Task prompt: Of all the lines in the records below, copy only those that contain the string "doesn".

(Beginning of Data provided)

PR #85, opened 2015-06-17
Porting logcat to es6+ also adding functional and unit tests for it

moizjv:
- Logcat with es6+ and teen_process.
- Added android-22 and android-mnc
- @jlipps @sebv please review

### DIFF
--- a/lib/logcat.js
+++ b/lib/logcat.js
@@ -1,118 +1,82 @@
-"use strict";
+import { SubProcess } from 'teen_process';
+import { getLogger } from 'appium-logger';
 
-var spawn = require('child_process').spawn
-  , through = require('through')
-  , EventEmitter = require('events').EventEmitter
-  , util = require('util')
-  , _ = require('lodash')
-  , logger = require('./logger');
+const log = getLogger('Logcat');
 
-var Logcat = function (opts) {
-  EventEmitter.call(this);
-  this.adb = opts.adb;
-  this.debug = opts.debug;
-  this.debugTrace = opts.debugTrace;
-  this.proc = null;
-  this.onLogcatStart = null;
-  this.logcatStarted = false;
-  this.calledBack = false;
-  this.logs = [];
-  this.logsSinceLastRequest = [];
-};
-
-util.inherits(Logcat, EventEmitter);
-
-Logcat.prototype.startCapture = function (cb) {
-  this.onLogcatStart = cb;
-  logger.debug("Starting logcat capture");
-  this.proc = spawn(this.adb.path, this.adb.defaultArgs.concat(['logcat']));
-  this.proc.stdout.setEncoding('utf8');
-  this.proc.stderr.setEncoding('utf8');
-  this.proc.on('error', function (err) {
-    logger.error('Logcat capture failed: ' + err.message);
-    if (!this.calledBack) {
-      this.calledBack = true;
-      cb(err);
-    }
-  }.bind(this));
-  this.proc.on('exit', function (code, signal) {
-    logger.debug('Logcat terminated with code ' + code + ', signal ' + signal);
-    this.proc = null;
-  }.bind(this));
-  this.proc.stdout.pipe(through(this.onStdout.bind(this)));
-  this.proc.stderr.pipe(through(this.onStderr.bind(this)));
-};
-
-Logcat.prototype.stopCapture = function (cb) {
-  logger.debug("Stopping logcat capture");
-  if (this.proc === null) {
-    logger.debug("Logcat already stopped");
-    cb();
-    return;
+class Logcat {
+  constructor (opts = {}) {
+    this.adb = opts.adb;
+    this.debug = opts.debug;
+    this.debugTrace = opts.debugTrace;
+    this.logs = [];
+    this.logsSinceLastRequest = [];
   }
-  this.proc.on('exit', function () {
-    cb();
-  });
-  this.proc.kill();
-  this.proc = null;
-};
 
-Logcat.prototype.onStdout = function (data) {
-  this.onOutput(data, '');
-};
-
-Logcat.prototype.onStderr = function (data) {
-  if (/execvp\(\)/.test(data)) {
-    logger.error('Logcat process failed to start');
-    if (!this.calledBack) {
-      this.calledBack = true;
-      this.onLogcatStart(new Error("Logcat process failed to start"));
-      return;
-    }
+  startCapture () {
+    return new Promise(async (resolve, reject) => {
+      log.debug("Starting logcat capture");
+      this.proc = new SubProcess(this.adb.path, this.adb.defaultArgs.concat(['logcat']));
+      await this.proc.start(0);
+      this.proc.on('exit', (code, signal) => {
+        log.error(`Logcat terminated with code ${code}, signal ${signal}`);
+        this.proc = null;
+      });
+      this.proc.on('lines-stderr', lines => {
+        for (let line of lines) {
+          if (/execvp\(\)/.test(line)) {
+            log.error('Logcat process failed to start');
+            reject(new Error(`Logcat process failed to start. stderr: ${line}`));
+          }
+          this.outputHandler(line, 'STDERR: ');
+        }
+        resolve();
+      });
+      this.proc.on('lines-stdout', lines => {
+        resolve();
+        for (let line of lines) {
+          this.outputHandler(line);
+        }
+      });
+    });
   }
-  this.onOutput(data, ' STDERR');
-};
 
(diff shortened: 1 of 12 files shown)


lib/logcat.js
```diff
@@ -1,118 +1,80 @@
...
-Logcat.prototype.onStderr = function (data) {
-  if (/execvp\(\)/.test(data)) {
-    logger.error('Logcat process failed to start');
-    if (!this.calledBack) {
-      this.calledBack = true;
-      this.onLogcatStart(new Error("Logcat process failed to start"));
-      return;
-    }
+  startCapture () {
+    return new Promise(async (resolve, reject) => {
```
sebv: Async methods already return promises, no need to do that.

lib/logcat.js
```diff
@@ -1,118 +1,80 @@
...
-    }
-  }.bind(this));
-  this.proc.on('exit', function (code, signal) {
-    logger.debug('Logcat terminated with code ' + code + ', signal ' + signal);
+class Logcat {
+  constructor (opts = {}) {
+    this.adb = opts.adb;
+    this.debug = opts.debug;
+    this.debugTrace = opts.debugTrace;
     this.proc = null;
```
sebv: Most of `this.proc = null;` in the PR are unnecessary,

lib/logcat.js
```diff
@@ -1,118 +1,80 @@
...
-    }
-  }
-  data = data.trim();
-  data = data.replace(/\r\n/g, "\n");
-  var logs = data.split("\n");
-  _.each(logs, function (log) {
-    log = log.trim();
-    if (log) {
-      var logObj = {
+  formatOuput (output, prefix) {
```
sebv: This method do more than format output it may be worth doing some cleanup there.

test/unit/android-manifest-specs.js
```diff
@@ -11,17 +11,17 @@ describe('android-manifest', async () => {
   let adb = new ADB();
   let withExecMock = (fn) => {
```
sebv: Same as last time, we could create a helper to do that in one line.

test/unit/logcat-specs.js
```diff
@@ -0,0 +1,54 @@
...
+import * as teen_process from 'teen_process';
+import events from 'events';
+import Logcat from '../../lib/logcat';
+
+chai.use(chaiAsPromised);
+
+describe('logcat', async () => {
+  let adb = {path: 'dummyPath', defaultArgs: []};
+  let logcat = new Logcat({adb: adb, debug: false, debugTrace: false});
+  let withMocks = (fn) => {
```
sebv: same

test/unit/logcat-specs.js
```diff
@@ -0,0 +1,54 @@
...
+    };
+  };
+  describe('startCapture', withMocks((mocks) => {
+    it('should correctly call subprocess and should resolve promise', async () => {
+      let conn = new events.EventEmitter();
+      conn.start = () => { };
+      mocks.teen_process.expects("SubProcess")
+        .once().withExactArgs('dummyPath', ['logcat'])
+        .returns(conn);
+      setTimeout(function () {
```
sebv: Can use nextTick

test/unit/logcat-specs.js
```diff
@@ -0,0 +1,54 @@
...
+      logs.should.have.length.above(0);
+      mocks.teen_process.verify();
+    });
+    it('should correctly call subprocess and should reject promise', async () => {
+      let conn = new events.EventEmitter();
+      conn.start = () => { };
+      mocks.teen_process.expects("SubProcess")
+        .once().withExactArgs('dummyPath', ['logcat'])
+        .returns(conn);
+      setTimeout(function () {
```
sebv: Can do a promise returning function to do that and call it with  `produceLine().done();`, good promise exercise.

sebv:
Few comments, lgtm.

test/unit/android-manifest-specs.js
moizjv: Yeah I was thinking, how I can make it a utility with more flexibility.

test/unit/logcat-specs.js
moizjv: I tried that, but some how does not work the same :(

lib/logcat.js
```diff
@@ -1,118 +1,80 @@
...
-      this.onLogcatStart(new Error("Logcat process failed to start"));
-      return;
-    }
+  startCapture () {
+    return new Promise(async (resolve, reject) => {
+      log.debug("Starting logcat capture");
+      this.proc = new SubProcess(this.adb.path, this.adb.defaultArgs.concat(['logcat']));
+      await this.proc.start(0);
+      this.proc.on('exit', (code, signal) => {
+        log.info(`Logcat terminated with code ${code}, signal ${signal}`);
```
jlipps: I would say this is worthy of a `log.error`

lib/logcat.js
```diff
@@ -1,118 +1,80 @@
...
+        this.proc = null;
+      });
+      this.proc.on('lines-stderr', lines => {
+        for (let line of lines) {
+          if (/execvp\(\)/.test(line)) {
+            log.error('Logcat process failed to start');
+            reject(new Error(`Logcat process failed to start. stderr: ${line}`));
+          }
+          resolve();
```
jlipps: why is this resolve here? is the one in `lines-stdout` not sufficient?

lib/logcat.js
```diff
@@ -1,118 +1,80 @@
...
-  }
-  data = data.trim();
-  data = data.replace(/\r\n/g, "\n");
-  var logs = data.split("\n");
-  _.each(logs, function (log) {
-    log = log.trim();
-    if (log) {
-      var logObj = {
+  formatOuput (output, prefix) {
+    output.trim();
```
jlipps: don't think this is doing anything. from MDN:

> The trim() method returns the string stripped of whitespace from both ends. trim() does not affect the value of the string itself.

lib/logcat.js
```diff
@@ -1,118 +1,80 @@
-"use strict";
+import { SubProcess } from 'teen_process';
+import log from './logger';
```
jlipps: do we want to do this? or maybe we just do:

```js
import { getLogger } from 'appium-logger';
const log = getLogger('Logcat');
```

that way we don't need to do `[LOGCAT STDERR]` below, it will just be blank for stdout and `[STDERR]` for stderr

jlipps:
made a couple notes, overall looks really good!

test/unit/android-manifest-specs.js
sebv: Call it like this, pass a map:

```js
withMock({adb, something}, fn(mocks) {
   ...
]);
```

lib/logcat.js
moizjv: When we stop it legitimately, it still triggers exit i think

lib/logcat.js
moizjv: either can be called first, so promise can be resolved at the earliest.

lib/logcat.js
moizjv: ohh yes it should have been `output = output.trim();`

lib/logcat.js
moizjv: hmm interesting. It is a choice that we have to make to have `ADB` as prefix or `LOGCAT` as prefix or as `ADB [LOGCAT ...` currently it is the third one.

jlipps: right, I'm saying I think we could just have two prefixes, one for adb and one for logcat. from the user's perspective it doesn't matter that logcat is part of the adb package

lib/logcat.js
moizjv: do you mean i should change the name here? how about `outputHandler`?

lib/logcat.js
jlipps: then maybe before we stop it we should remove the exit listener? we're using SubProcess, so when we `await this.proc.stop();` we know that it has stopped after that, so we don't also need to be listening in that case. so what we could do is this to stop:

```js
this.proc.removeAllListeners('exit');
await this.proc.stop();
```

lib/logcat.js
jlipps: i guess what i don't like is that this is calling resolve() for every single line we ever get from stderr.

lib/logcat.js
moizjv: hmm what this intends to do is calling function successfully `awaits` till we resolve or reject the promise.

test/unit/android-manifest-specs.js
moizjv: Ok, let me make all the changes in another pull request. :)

(End of Data provided)
(Beginning of Data provided)

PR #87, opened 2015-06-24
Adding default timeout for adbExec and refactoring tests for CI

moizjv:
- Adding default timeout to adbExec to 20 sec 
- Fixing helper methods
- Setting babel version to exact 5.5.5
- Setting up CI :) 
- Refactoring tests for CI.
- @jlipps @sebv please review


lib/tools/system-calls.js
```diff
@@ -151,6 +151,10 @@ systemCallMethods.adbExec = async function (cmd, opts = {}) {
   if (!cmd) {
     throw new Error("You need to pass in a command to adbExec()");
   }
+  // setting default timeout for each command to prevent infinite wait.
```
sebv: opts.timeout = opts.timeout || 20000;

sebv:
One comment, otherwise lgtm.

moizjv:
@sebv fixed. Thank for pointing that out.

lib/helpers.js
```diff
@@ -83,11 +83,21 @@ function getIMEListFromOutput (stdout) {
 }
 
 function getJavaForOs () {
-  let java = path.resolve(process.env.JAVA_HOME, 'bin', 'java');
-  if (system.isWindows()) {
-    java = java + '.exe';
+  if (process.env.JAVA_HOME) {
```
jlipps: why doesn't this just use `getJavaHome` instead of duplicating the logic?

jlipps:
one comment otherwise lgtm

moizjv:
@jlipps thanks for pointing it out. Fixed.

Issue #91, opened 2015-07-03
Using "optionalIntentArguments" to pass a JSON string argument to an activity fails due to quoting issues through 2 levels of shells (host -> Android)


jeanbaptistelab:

(End of Data provided)
(Beginning of Data provided)

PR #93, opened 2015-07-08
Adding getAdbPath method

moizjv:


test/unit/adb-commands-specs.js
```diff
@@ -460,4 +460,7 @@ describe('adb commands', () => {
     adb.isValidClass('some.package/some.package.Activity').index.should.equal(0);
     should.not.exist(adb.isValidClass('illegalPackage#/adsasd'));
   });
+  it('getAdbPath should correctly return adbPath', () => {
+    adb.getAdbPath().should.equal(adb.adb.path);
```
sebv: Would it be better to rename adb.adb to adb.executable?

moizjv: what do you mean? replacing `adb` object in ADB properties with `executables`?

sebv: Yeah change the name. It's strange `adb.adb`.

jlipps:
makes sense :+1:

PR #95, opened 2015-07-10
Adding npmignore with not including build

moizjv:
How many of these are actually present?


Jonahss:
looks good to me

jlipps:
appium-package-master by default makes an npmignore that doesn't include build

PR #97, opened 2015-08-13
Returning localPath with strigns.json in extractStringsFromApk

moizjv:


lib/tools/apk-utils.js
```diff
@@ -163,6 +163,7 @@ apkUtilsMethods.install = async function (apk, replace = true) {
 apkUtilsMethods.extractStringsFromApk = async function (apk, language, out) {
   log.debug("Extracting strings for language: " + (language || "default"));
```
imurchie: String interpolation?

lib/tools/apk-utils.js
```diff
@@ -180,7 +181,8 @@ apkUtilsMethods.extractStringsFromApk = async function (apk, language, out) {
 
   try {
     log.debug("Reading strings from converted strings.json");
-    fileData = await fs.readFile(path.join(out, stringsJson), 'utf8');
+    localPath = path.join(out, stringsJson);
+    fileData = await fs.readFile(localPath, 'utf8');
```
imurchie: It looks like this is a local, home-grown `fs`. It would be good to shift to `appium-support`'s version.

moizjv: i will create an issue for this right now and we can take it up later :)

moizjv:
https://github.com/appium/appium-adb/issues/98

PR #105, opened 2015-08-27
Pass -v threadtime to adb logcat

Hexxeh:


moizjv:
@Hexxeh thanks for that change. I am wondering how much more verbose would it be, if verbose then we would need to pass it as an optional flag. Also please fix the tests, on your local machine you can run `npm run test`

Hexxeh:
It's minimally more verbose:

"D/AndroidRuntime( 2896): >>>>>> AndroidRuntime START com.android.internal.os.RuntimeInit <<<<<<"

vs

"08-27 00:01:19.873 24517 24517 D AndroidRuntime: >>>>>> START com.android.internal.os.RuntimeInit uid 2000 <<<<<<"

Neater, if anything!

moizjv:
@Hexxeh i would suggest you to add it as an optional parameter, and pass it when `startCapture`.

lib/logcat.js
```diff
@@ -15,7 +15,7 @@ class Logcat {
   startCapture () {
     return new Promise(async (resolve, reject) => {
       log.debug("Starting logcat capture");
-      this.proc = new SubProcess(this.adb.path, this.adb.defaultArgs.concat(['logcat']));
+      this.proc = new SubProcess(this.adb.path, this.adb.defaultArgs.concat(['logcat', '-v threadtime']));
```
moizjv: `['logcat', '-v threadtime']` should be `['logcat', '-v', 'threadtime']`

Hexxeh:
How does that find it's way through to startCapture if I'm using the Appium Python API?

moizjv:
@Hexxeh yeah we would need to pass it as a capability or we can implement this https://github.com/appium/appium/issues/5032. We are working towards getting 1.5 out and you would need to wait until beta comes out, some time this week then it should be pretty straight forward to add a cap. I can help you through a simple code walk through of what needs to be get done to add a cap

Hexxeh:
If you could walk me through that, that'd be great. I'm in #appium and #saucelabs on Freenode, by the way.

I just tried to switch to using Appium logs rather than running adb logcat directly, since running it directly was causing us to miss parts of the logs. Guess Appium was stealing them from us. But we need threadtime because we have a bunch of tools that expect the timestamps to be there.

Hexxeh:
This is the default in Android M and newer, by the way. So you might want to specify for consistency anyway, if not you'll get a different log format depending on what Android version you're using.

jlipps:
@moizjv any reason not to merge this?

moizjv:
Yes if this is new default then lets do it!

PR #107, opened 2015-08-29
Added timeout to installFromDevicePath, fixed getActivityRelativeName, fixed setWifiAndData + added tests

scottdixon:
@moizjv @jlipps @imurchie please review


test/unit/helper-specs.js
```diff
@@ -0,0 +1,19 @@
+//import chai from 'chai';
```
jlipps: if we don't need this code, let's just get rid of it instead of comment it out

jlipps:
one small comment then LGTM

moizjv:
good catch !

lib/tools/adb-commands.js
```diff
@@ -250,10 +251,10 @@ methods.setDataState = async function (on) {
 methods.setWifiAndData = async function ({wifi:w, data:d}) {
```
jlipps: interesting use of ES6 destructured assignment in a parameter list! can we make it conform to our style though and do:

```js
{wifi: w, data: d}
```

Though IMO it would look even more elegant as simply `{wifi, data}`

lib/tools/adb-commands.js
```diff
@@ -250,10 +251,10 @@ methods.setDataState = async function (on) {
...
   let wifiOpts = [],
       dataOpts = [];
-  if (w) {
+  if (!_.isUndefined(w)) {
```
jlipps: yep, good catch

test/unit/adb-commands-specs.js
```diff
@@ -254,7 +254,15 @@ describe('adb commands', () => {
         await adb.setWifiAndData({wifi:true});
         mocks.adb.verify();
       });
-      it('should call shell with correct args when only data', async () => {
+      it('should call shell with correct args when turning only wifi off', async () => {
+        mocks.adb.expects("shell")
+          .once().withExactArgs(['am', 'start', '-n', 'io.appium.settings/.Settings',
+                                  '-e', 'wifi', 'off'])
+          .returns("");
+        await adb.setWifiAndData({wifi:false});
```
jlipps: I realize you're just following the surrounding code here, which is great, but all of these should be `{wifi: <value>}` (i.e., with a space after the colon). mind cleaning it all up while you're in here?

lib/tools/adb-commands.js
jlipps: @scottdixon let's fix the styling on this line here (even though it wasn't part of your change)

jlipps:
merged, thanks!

(End of Data provided)

Response:
jlipps: right, I'm saying I think we could just have two prefixes, one for adb and one for logcat. from the user's perspective it doesn't matter that logcat is part of the adb package
jlipps: why doesn't this just use `getJavaHome` instead of duplicating the logic?
appium-package-master by default makes an npmignore that doesn't include build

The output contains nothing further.